This document describes the needed tools, their installations, and the algorithms implemented in this library for user model generator from Enron Corpus.
-
Install PyDev to Eclipse Kepler (doesn't work on Eclipse Indigo)
-
Import "email modeler" project to Eclipse
-
Download Enron corpus from https://www.cs.cmu.edu/~./enron/
- unzips into the directory maildir
- move it to wherever you want it stored, say, corpusdir
-
pip install pymongo==2.8 #install version 2.8 of pymongo, NOT the latest version!
-
Go to Eclipse preferences, and configure Python Interpreter with "Auto-Quick" option
-
Add the directory where pymongo is stored to the paths for Python interpreter.
- e.g., /Users/su11111/anaconda/lib/python2.7/site-packages/pymongo to know where it is installed, just do "pip install pymongo==2.8" again:-)
-
Run importScript.py to load the whole MongoDB (start MongoDB by typing mongod on command line or do "brew info mongo", and it will tell you what command to use.
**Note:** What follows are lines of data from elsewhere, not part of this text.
Issue #553, opened 2025-05-05
✨ Replace devices with Qiskit `Target``s


simon1hofmann:
### What's the problem this feature will solve?

Ideas from #549:
That led me to the following idea: what if we do not only replace the existing device class with the `Target`, but also remove the dedicated `gateset` parameter from essentially all methods and functions.
A `Target` already fully describes the device and its gateset. So if one wants a circuit for a particular gateset, one can also simply specify a respective target/device.
This would considerably simplify the overall interface. And, for convenience, we could introduce generic providers for a specific gateset that take an optional parameter in their constructor for the number of qubits. That way, the compilation at the native gates level is not limited to the number of qubits offered by a real device.

The benchmark generation function would simply take a `Target`. The individual devices can be implemented as derived classes from the `Target` class.

Note that, at the mapped level, the `transpile` call can be adjusted to simply take the `Target` as an argument.

When we switch to Qiskit's `Target` for representing devices, we can still use JSON files for representing the devices. We just need to follow IBMs format.

### Describe the solution you'd like

Switch to `Target`'s.

PR #560, opened 2025-05-13
✨  Introducing Qiskit's Target as our main Device representation and Remove OQC Lucy

nquetschlich:
This PR introduces the Qiskit Target object as our new device representation (resolves issue #553).

Furthermore, the deprecated OQC Lucy device was removed.


src/mqt/bench/benchmark_generation.py
```diff
@@ -69,8 +69,8 @@ def generate_filename(
     benchmark_name: str,
     level: str,
     num_qubits: int | None,
-    gateset: Gateset | None = None,
-    device: Device | None = None,
+    gateset: Target | None = None,
+    device: Target | None = None,
```
burgholzer, line 73: There is no need to distinguish between these anymore.
It is totally sufficient to have a single `target: Target | None = None` parameter.
The native gates level will just extract the gateset from the target.
The mapped level will use the full target.
The other levels do not use the information at all.

src/mqt/bench/benchmark_generation.py
```diff
@@ -90,10 +90,10 @@ def generate_filename(
     base = f"{benchmark_name}_{level}"
 
     if level == "nativegates" and gateset is not None and opt_level is not None:
-        return f"{base}_{gateset.name}_opt{opt_level}_{num_qubits}"
+        return f"{base}_{gateset.description}_opt{opt_level}_{num_qubits}"
```
burgholzer, line 93: I am fairly sure the description needs some kind of sanitization.
Many descriptions of targets in the wild will use spaces (`"Hardware Provider XZY Target"`). 
Based on the above comment, the gateset should be a serialized/stringified version of the gateset and the device description should be a sanitized version of the description.

src/mqt/bench/benchmark_generation.py
```diff
@@ -219,7 +219,7 @@ def get_indep_level(
 @overload
 def get_native_gates_level(
     qc: QuantumCircuit,
-    gateset: Gateset,
+    gateset: Target,
```
burgholzer, line 222: I'd simply refer to this as `target` everywhere.

src/mqt/bench/benchmark_generation.py
```diff
@@ -284,14 +284,16 @@ def get_native_gates_level(
...
         return True
 
-    if gateset.name == "clifford+t":
+    if gateset.description == "clifford+t":
         from qiskit.transpiler import PassManager  # noqa: PLC0415
         from qiskit.transpiler.passes.synthesis import SolovayKitaev  # noqa: PLC0415
 
         # Transpile the circuit to single- and two-qubit gates including rotations
+        gates = {inst.name for inst, _ in gateset.instructions}
+        print(gates)
```
burgholzer, line 293: There is a print statement here, which I am pretty surprised that ruff did not complain about or optimize away. Maybe worth checking the config.

Other than that, we should simply be able to use `*target.operation_names` in the call down below.

src/mqt/bench/benchmark_generation.py
```diff
@@ -303,12 +305,12 @@ def get_native_gates_level(
...
         compiled = transpile(
             new_qc,
-            basis_gates=gateset.gates,
+            target=gateset,
             optimization_level=opt_level,
             seed_transpiler=10,
         )
     else:
-        compiled = transpile(qc, basis_gates=gateset.gates, optimization_level=opt_level, seed_transpiler=10)
+        compiled = transpile(qc, target=gateset, optimization_level=opt_level, seed_transpiler=10)
```
burgholzer, line 313: I am fairly sure that we only want to pass the `target.operation_names` to the `basis_gates` kwarg here for the native gates level.
If a regular target were to be passed in, we would also consider its connectivity here.
Please also check this for every other place where the native gates level is used.

src/mqt/bench/benchmark_generation.py
```diff
@@ -414,7 +413,7 @@ def get_benchmark(
     circuit_size: int | None = None,
     benchmark_instance_name: str | None = None,
     compiler_settings: CompilerSettings | None = None,
-    gateset: str | Gateset = "ibm_falcon",
+    gateset: str | Target = "ibm_falcon",
     device_name: str = "ibm_washington",
```
burgholzer, line 417: Just to be sure. This should also become one parameter here.
And I am fairly sure, that we do not want to allow strings here anymore, but only real `Target`s.
We can provide a separate convenience method to instantiate targets by name, but I would argue it helps the interface to reduce the potential typing differences.

src/mqt/bench/calibration_files/oqc_lucy_calibration.json
burgholzer, line 1: OQC does have a new device that would be interesting to add as a substitute. (https://oqc.tech/tech/toshiko/)
But let's maybe reserve this for a follow up PR.

src/mqt/bench/devices/__init__.py
```diff
@@ -6,131 +6,206 @@
...
+            elif gate.num_qubits == 2:
+                qargs = {(q0, q1): None for q0 in range(num_qubits) for q1 in range(num_qubits) if q0 != q1}
+            else:
+                continue  # skip 3+ qubit gates (not needed here)
+
+            target.add_instruction(gate, qargs)
+        except Exception:
+            continue
+
+    return target
```
burgholzer, line 140: This should definitely be moved to a separate file.
Most importantly, this is not just "clifford" but "clifford_t"

src/mqt/bench/devices/__init__.py
```diff
@@ -6,131 +6,206 @@
...
+            elif gate.num_qubits == 1:
+                qargs = {(q,): None for q in range(num_qubits)}
+            elif gate.num_qubits == 2:
+                qargs = {(q0, q1): None for q0 in range(num_qubits) for q1 in range(num_qubits) if q0 != q1}
+            else:
+                continue  # skip 3+ qubit gates (not needed here)
+
+            target.add_instruction(gate, qargs)
+        except Exception:
+            continue
```
burgholzer, line 138: This can be much simpler I believe.
As per the docstring of the `Target.add_instruction` method, there is no need to supply properties if there aren't any.
So you also do not need the dictionary on top.
Simply call `target.add_instruction(Gate())` for each of the items in the list and that is it.

src/mqt/bench/devices/__init__.py
```diff
@@ -6,131 +6,206 @@
...
+    return target
 
 
 @cache
-def get_available_native_gatesets() -> list[Gateset]:
-    """Get a list of all available native gatesets."""
-    available_gatesets = []
+def get_available_native_gatesets(num_qubits: int = 20) -> dict[str, Target]:
+    """Return mapping: gateset_name → Target (deduplicated)."""
+    gatesets: dict[str, Target] = {}
```
burgholzer, line 146: Instead of doing it this way (the whole function), I think I would much rather just define generic backends for the individual gate-sets that we support. The individual providers can all expose one generic target for each of the different gate-sets they expose. This should be extremely straight-forward and much more fool-proof then the logic here.

src/mqt/bench/devices/__init__.py
```diff
@@ -6,131 +6,206 @@
...
+            continue
+
+    return target
 
 
 @cache
-def get_available_native_gatesets() -> list[Gateset]:
-    """Get a list of all available native gatesets."""
-    available_gatesets = []
+def get_available_native_gatesets(num_qubits: int = 20) -> dict[str, Target]:
```
burgholzer, line 144: Based on the other comment of only using targets anymore, I am not quite sure if we even need this function here. There probably needs to be some kind of convenience function somewhere for getting the gatesets, but let's see.

src/mqt/bench/devices/calibration.py
burgholzer, line 1: I would argue that this file can be removed as I believe there should be no need to carry all these calibration files with us here.

src/mqt/bench/devices/ionq.py
```diff
@@ -6,91 +6,75 @@
...
 
-"""IonQ devices."""
+"""File to create a target device from the IonQ calibration data."""
+# Copyright (c) 2023 - 2025 Chair for Design Automation, TUM
+# Copyright (c) 2025 Munich Quantum Software Company GmbH
+# All rights reserved.
+#
+# SPDX-License-Identifier: MIT
+#
+# Licensed under the MIT License
```
burgholzer, line 16: What happened here?
```suggestion
```
Please also fix in the other files.

src/mqt/bench/devices/ionq.py
```diff
@@ -6,91 +6,75 @@
...
-        """Initialize the IonQ Aria1 device."""
-        super().__init__(get_device_calibration_path("ionq_aria1"))
+    # Gate durations and fidelities
+    oneq_fidelity = calib["fidelity"]["1q"]["mean"]
+    twoq_fidelity = calib["fidelity"]["2q"]["mean"]
+    spam_fidelity = calib["fidelity"]["spam"]["mean"]
 
+    oneq_duration = calib["timing"]["1q"]
+    twoq_duration = calib["timing"]["2q"]
+    readout_duration = calib["timing"]["readout"]
```
burgholzer, line 49: I would be very tempted to simply hard code the calibration file values here.
We have never updated them. Since their creation. And they are fairly specific to a particular device.
We could simply link to the origin of the data.
Or, wild and crazy idea: Simply remove all the calibration information for now to streamline the implementation and then come up with a good strategy to selectively add it back wherever feasible.
MQT Bench was not using that information so far anyway.

src/mqt/bench/output.py
```diff
@@ -86,8 +85,10 @@ def generate_header(
         f"// Output format: {fmt.value}",
     ))
 
-    if gateset:
+    if target:
+        gateset = sorted({str(inst.name) for inst, _ in target.instructions})
```
burgholzer, line 89:
```suggestion
    if target:
        gateset = target.operation_names
```
or similar

src/mqt/bench/output.py
```diff
@@ -86,8 +85,10 @@ def generate_header(
...
         lines.append(f"// Used gateset: {gateset}")
+    c_map = target.build_coupling_map() if target else None
```
burgholzer, line 91: Pretty sure this function will need an additional `level` input.
Because otherwise, this will add a coupling map even if a circuit is only transpiled to the native gates level

burgholzer (changes requested):
Thanks @nquetschlich for spearheading this 🙏🏼 
I have not made it through the whole PR yet, but I think I got enough of an idea to suggest targeted (pun intended) improvements.
I hope the inline comments roughly make sense and give you some direction on where this could/should be heading.

src/mqt/bench/benchmark_generation.py
nquetschlich: Agreed.

src/mqt/bench/benchmark_generation.py
nquetschlich: Agreed and adjusted it. However, for the `get_benchmark` method I think it is more easily understandable to still call it `gateset`. I would like to discuss this and some other points in person.

src/mqt/bench/benchmark_generation.py
nquetschlich: Thanks for catching that, your suggestions works well.

src/mqt/bench/devices/__init__.py
nquetschlich: Good catch, I created separate files for both the native gateset and the device handling.

src/mqt/bench/devices/ionq.py
nquetschlich: I like the idea and would like to discuss the consequences in terms of MQT Predictor in person. Let's then decide based on that discussion.

src/mqt/bench/output.py
nquetschlich: Thanks, followed that suggestion.

src/mqt/bench/output.py
nquetschlich: I don't think so, since the `build_coupling_map()` functions returns `None` according to its docstring if there are no connectivity constraints present in the target (see https://github.com/Qiskit/qiskit/blob/ee4095933e688efb794e679b3feda658fefdec9b/qiskit/transpiler/target.py#L545).

src/mqt/bench/devices/__init__.py
nquetschlich: I re-structured the code to make it more modular.

burgholzer:
Many thanks for your work on this. 🙏🏼 
I pushed a couple of commits that simply, refactor, and add a couple of things.
I'd love to work more on this, but I have to stop now and get some sleep.

I think this is a pretty solid improvement already.
What I noticed though is that some of the devices are either outdated (Rigetti for example) or their native gate sets are simply not correct (IonQ; compare with https://github.com/qiskit-community/qiskit-ionq/blob/main/qiskit_ionq/ionq_gates.py).
I tried to add a couple more devices to the IBM and IQM side of things, but do not have the time to touch the other providers.
It would be good to work on the other device representations as a follow-up to this PR so that they more closely match the current state of the field.

Let's see if CI passes and what you think about some of the changes here.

- Add the .../corpusdir/maildir as the argument for ImportScript.py
-
Download robomongo (visual interface for MongoDB) - used v0.85
- Click "create" to create a connection to MongoDB you can review the DB content now
-
Install igraph #for viewing the output and running the algorithms (this is a bit of work...see below)
-
brew install Caskroom/cask/xquartz brew install py2cairo
-
Now try: brew install igraph Well, if this doesn't work and gives weird errors such as proxy errors, then: brew tap homebrew/science brew install igraph
-
pip install python-igraph
-
Now: try "pip install pygraphviz", if it didn't work, then...
-
brew install graphviz, and then retry
-
-
Useful trivia but do read this!
- brew info py2cairo will give you details of the installation such as where the stuff is located. It is useful to include this in the python path in eclipse
Below is a list of the algorithms and their use.
importScript.py : Import the full Enron corpus into MongoDB
importScript.py* : Import the Enron corpus parts based on different dates
SetupGraphOptimized.py : Topic Modeling Algorithm with direct calls from Python
SetupGraphOptimizedKQL.py : Topic Modeling Algorithm with KQL calls
The SetupGraphOptimizedKQL.py is dependent on KQL implementation, and there fore, kql_engine-1.0-SNAPSHOT-jar-with-dependencies.jar generated by the KQL project is copied in here.